- [WHAT IS NEEDED]:
Exactly reproduce the line that contains "PR #1864, opened 2018-06-21" and all lines after it in the entries below, through the very last line.

- [SUPPLIED RECORDS]:

PR #1688, opened 2018-04-11
Include the copyKernels grub parameter for NixOS

slimey:
The instructions failed for me with 18.03 until implementing this change

### DIFF
--- a/docs/tools-reference/custom-kernels-distros/install-nixos-on-linode.md
+++ b/docs/tools-reference/custom-kernels-distros/install-nixos-on-linode.md
@@ -137,10 +137,13 @@ The LISH console requires certain kernel and GRUB options to be configured in th
 
 ### Configure GRUB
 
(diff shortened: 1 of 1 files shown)


GuessWhoSamFoo:
Thanks for sharing this bit of information! We definitely need to find the root cause of copyKernels and failure modes before adding this to the documentation.

slimey:
OK! I don't understand the root cause, so just sharing that this workaround did it for me.

Without this, then the freshly installed partition always hung at the grub stage for me.

nixy:
So I'm planning to touch up this guide for the recent 18.09 release and using the 18.09 ISO I was able to boot without issue using the original guide (without copyKernels)

I'm not sure what problem you had, but I'm if `boot.loader.grub.copyKernels` was the solution then you may have deviated from the original guide somewhere. It's also possible there was a regression in 18.03 when you tried this that I'm not getting on the new 18.09.

I haven't been able to reproduce the error, so I think this change may be unnecessary. @slimey If you still have the .nix files you used during installation and are willing to share them I'd love to take a look to see if I could reproduce the issue you had.

slimey:
Thanks @nixy - I've just tried with 18.09 and can confirm that the instructions work for me now as-is. So this must have been an 18.03-specific issue. Thanks for checking!

PR #1689, opened 2018-04-12
Minor metadata fixes for existing guides

Jskobos:


GuessWhoSamFoo:
Add some of these cases into #1683

PR #1728, opened 2018-04-30
Update Hugo version to .40.2 in Travis

Jskobos:
Updates Hugo version used in Travis builds to 0.40.2, which provides better support for the .GetPage.Content method we use in our content shortcode.


GuessWhoSamFoo:
@Jskobos Make sure to update the Salt confs as well

Jskobos:
@GuessWhoSamFoo thanks! Turns out I can't but Brad took care of it for us yesterday.

PR #1734, opened 2018-05-01
[NEW] Use systemd to Start a Linux Service at Boot

Jskobos:


Jskobos:
Per request, we need to add a note clarifying that this guide will work on CentOS 7 (and by extension RHEL). Ubuntu/Debian also fine.

PR #1739, opened 2018-05-05
Authentication header => Authorization header in API Getting Started guide

lf-:
Fix an issue where the Authorization header was incorrectly called Authentication.


Jskobos:
Thanks for the catch!

PR #1743, opened 2018-05-07
[NEW] FreeNAS with Block Storage guide

EdwardAngert:


nmelehan:
Added link to Community site in Caution block at top and included some technical edits

PR #1744, opened 2018-05-07
[NEW] Block Storage Volumes with the Linode API

Jskobos:


docs/platform/api/create-block-storage-volumes-with-the-linode-api.md
```diff
@@ -0,0 +1,197 @@
...
+  - '[API Documentation](https://developers.linode.com/v4/introduction)'
+---
+
+<!--- ![Block Storage Volues with the Linode API](/docs/assets/api-block-storage/api-block-storage-smp.png) --->
+
+The Linode API allows you to create, delete, attach/detach, clone, and resize Block Storage Volumes.
+
+## Before You Begin
+
+You will need a Personal Access Token to access the `/volumes` endpoint. Access tokens can be created through the beta [Linode Manager](https://cloud.linode.com). See our [Getting Started with the Linode API](/docs/platform/api/getting-started-with-the-linode-api/) for more information.
```
Dorthu: If you linked [Linode Manager](#) directly to https://cloud.linode.com/profile/tokens, it might be more helpful

docs/platform/api/create-block-storage-volumes-with-the-linode-api.md
```diff
@@ -0,0 +1,197 @@
...
+
+When you have a token, store it as a temporary shell variable to simplify repeated requests:
+
+    token=<Access Token>
+
+## Create a Volume
+
+You can create a new Block Storage Volume by making a POST request to the `/volumes` endpoint.
+
+1.  Create the Volume. Adjust the size, region, and label in the request below to the desired values. You can view a list of available regions by sending a GET request to `https://api.linode.com/v4/regions`.
```
Dorthu: Can you ajax on this page?  If so, it would be fairly easy to get a dynamic list of available regions embedded in this doc.

docs/platform/api/create-block-storage-volumes-with-the-linode-api.md
```diff
@@ -0,0 +1,197 @@
...
+
+### Detach
+
+To detach a Volume from your Linode, use the `/detach` endpoint:
+
+    curl -H "Authorization: Bearer $token" \
+    -X POST \
+    https://api.linode.com/v4/volumes/$volume_id/detach
+
+### Create and Attach
```
Dorthu: Might consider this as the first example, since it's way more useful.. maybe the "Attach" example could show you how to move a volume from one Linode to another?

docs/platform/api/create-block-storage-volumes-with-the-linode-api.md
Jskobos: Technically we can but it's usually more trouble than it's worth. After taking in your change below, the user is going to end up copying the region from the Linode they're attaching to so listing the available regions isn't necessary.

PR #1766, opened 2018-05-14
Comment out the example UDF tags

EdwardAngert:
copy of @abrining bits/854


docs/platform/stackscripts.md
```diff
@@ -266,7 +266,7 @@ The UDF tags are explained in the table below:
 |manyof   | A comma separated list of values| Optional
 
 
-Below is an example implementation of the UDF variables. You will note that the UDF tags are commented out; this is done to prevent execution errors, as the stackscript system parses the tags without removing them.
+Below is an example implementation of the UDF variables. Note that the UDF tags are commented out to prevent execution errors, as the stackscript system parses the tags without removing them:
```
Jskobos: Do we know what "parses tags without removing them" means? Maybe it's obvious to anyone working with StackScripts but it seems like maybe it should be clarified.

abrining: I feel that this is about as clear and concise as it gets. Maybe something along the lines of "reads the tags, but does not remove them from the script."

Jonchun: This is pretty standard terminology that IMO should be clear to anyone attempting to create a StackScript/work with bash scripts. What part of the statement needs to be clarified here?

PR #1769, opened 2018-05-15
Note: Inbound ICMPv6 must be allowed through firewall for pings to return

cwlinode:


Jskobos:
Closing in favor of #1772

PR #1774, opened 2018-05-16
fix header image

rmcintosh:
screen shot 2018-05-16 at 4 42 13 pm


Jskobos:
I don't know why Vale is hanging, but #1775 included this fix as well so I'm going to close this one. Thanks for the heads up @rmcintosh, I think I found all the remaining instances of this problem.

Issue #1792, opened 2018-05-20
Proposal - Reorganization of assets with page bundles


GuessWhoSamFoo:
Example in #1791 

`docs/assets/` is not manageable with unused assets, multiple conventions for naming, subdirectories, and error prone when referencing the path in markdown.

Grouping documents with [Page Bundles](https://gohugo.io/content-management/page-bundles/) provide a much cleaner way to group relevant images to a doc.

Jskobos:
* Guides converted to use Hugo bundles through the use of a Python script, with error checking and manual fixes afterwards.

* Images were copied from the old `/assets/` directory rather than moved, because of the issue of cross-referencing (multiple guides referring to the same image).

* Currently, grepping for /docs/assets/ references in the docs shows that the only remaining references are to shell scripts (accessed with wget) and config files. Once we're confident we have found all of the edge cases, we can delete all .png .jpg and .gif files from /assets/.

* Overall, both end user experience and internal procedures were basically unchanged. Some of our tests had to be modified, and one front matter variable was removed (the `image` field).

PR #1811, opened 2018-05-30
Bundle conversion - DO NOT MERGE

Jskobos:


Jskobos:
Sending up the Bat Signal on this one @GuessWhoSamFoo. What's weird here?

Guaris:
merging

Guaris:
j/k

Jskobos:
From here (assuming nothing is broken that I can't see) we still have to manually check ~245 cases where /docs/assets/ is still referred to from within guides. Most of these are shell scripts, config files, and occurrences within wget commands. Also a few images that broke the script and were skipped.

GuessWhoSamFoo:
@Jskobos 
- Duplicate assets in `/docs/assets/` needs to be addressed. Unused assets should be removed (otherwise there is little gained here imo). Even better if style guides addressed naming conventions in assets and write a few checks to enforce.

- IMAGE_LINK_REGEX (https://github.com/Jskobos/docs/blob/master/ci/blueberry.py#L37) needs to handle *.gif in matching

- Consider removing the `image` front matter var. It's linked to https://linode.com/docs/assets/*

- Some shortguides were duplicated (e.g. development/python/index.md  development/ror/index.md etc). Definitely should not have `_index.md` and `index.md` in the same directory

- Would be nice to have the decision making process documented in #1792 - Linode docs is on the Hugo showcase and any sufficiently large site will run into a similar issue.

PR #1822, opened 2018-06-01
[NEW] Getting Started with Go Packages

Jskobos:


jdkato:
Assuming you aren't already aware, the Go-related false positives in this build are due to #1666 being a little too greedy.

You'll want to change `(?s) *({{< highlight .* >}}.*?{{< ?/ ?highlight >}})` to something along the lines of `(?s) *({{< highlight [^>]* ?>}}.*?{{< ?/ ?highlight >}})`.

Here are two regex101 sessions that illustrate the issue: [before](https://regex101.com/r/E8CSLB/2) and [after](https://regex101.com/r/odWWwg/2).

Jskobos:
@jdkato thanks! Should have caught that when we were putting `{{< highlight >}}` in there in the first place. #1825 should fix it, will go in soon.

PR #1832, opened 2018-06-07
Move images from /assets to new homes

Jskobos:


nmelehan:
By moving the contribute banner image to the hercules repo, we decouple this PR and https://github.com/linode/hercules/pull/83

We're currently moving all images to be grouped with their guides, but in this case the majority of the markup for this 'guide' is in the theme. There's no Hugo method for bundling layouts and their images in the theme directory structure. But, this shouldn't be an ongoing problem, as there's only one other image referenced by the theme (the site logo in the main navigation).

PR #1845, opened 2018-06-13
Direnv2

leslitagordita:


Guaris:
Guides done, even with this nasty commit history.

PR #1853, opened 2018-06-16
fix this wording

brewn:
"Entails" isn't really the right word here since installing a custom linux distro isn't like..a necessary consequence of what the guide is trying to accomplish, it's the actual purpose of the guide. 

Also it's not *your* KVM Linode if you don't have a KVM Linode, which is the whole point of the note. 

Also, if Xen is really 100% gone it might be worth getting rid of the "If you're currently running Xen.." bit.


Guaris:
Thanks!

PR #1855, opened 2018-06-18
Manual 404 link test

leslitagordita:


GuessWhoSamFoo:
@Jskobos Why not just add `http://localhost:1313/docs/contribute/thankyou` to start_urls in scrapy?

Jskobos:
@GuessWhoSamFoo That finds 404's within the thankyou page (so it's a good idea to include it) but doesn't seem to check the url itself. We tested with a dummy URL and it doesn't detect a 404.

PR #1858, opened 2018-06-19
Add thank-you page to scrapy link targets

Jskobos:


Guaris:
I get it, but isn't that weird?

Jskobos:
A bit. There are two internal links inside the thank you page, currently not being checked by the scraper. We don't really change that page much so not very important, but coverage is coverage

PR #1864, opened 2018-06-21
Add notation for MySQL 5.7

abrining:
Had someone get tripped up by the temporary password. Not sure why 5.7 was installed on their Linode as 5.6 was installed on mine, but I figured this would be a good addition in the event that someone else does the same.


Guaris:
Awesome thanks! I updated it, and it now exists as PR #1873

- [ANSWER]:
PR #1864, opened 2018-06-21
Add notation for MySQL 5.7

abrining:
Had someone get tripped up by the temporary password. Not sure why 5.7 was installed on their Linode as 5.6 was installed on mine, but I figured this would be a good addition in the event that someone else does the same.


Guaris:
Awesome thanks! I updated it, and it now exists as PR #1873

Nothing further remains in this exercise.